Happily Ever After For Queenstown Library




It will continue to serve the community and new generation of readers

By Joanna Seow
[Source:  The Straits Times, 25 July 2014]

Standing two storeys tall, the grey building on Margaret Drive looks old-fashioned with its bow-tie motif and lattice facade.

But this venerable keeper of fairytales and stories of faraway lands has been ahead of times.

Queenstown Public Library - the oldest public library still standing in Singapore - became the first branch to be fully air-conditioned in 1978 and the first to computerise its loan system in 1987.

It also opened the first children's corner and was the first to offer free movie screenings.

Now, the 44-year-old library - which became the country's oldest after the original National Library building at Stamford Road was torn down - will be the first of 26 under the National Library Board (NLB) to be preserved.

The 40th Anniversary of Queenstown Branch Library blog here .
Last month, it was gazetted for conservation under the Urban Redvelopment Authority's Master Plan 2014, as part of the medium-term term physical development of Singapore.

"I'm happy it will still be here.  It ties us to our memories, and that's the purpose of conserving a building," said retired Republic of Singapore Air Force officer Tommy Tan, 51, who lived in nearby Margaret Close as a boy.

Queenstown itself is no stranger to firsts.  It was the nation's first satellite town - nearly 20,000 housing units were built there from 1952 to 1968.

A modern town centre developed in the 1960s and 1970s, across from the library building.  The nation's first neighbourhood shopping centre and sports complex sprang up there.

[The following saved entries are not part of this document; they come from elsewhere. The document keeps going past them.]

PR #1302, opened 2017-03-31
 Support expressions in the partition column in INSERTs

### LINKED ISSUE #687: Support evaluating functions on master to determine partition column value
**Use case:** I have a distributed `customers` table with a `customer_id` column as SERIAL/UUID. `customer_id` is also my partition column.

My intention is for Citus to generate the `customer_id` (using a sequence or `uuid_generate_v4()`) and return it back to me using `RETURNING` on insertion.

Right now we're failing with `ERROR:  values given for the partition column must be constants or constant expressions`.

The current workaround is to have the client generate the ID, which works easy enough for UUIDs, but is rather cumbersome for sequences/SERIAL.

Full example for SERIAL:

``` sql
CREATE TABLE example_serial(id serial, name text, created_at timestamp);
SELECT master_create_distributed_table('example_serial', 'id', 'hash');
SELECT master_create_worker_shards('example_serial', 16, 1);

INSERT INTO example_serial (name, created_at) VALUES ('My test', now());
-- ERROR:  values given for the partition column must be constants or constant expressions

INSERT INTO example_serial (id, name, created_at) VALUES (nextval('example_serial_id_seq'::regclass), 'My test', now());
-- ERROR:  values given for the partition column must be constants or constant expressions

INSERT INTO example_serial (id, name, created_at) VALUES (1, 'My test', now());
-- INSERT 0 1
```

Full example for uuid:

``` sql
CREATE TABLE example_uuid(id uuid default uuid_generate_v4(), name text, created_at timestamp);
SELECT master_create_distributed_table('example_uuid', 'id', 'hash');
SELECT master_create_worker_shards('example_uuid', 16, 1);

INSERT INTO example_uuid (name, created_at) VALUES ('My test', now());
-- ERROR:  values given for the partition column must be constants or constant expressions

INSERT INTO example_uuid (id, name, created_at) VALUES (uuid_generate_v4(), 'My test', now());
-- ERROR:  values given for the partition column must be constants or constant expressions

INSERT INTO example_uuid (id, name, created_at) VALUES ('fa5f4b4b-6c97-47ee-9f84-fa702e01c98c', 'My test', now());
-- INSERT 0 1
```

And in 1970, Queenstown's new branch library was opened by then-Prime Minister Lee Kuan Yew, kicking off a movement to connect heartlanders to reading.

Built at a cost of $595,000, it lent out more than 293,000 books and registered 12,600 users in its first year.  The figures more than doubled over the first five years.

In the library's heyday, queues for borrowing and returning books snaked out the front door, and Saturday visitors had to squeeze in, said Mrs Kiang-Koh Lai Lin, a former NLB director of reading initiatives and a Queenstown librarian from 1980 to 1982.


Library manager Michelle Kwok (left) with Mrs Kiang-Koh Lai Lin, a Queenstown librarian from 1980 to 1982.

Children loved the storytelling sessions and cosy corner created by Mrs Kiang-Koh, 63, who pestered a carpet firm for several months until it donated a carpet.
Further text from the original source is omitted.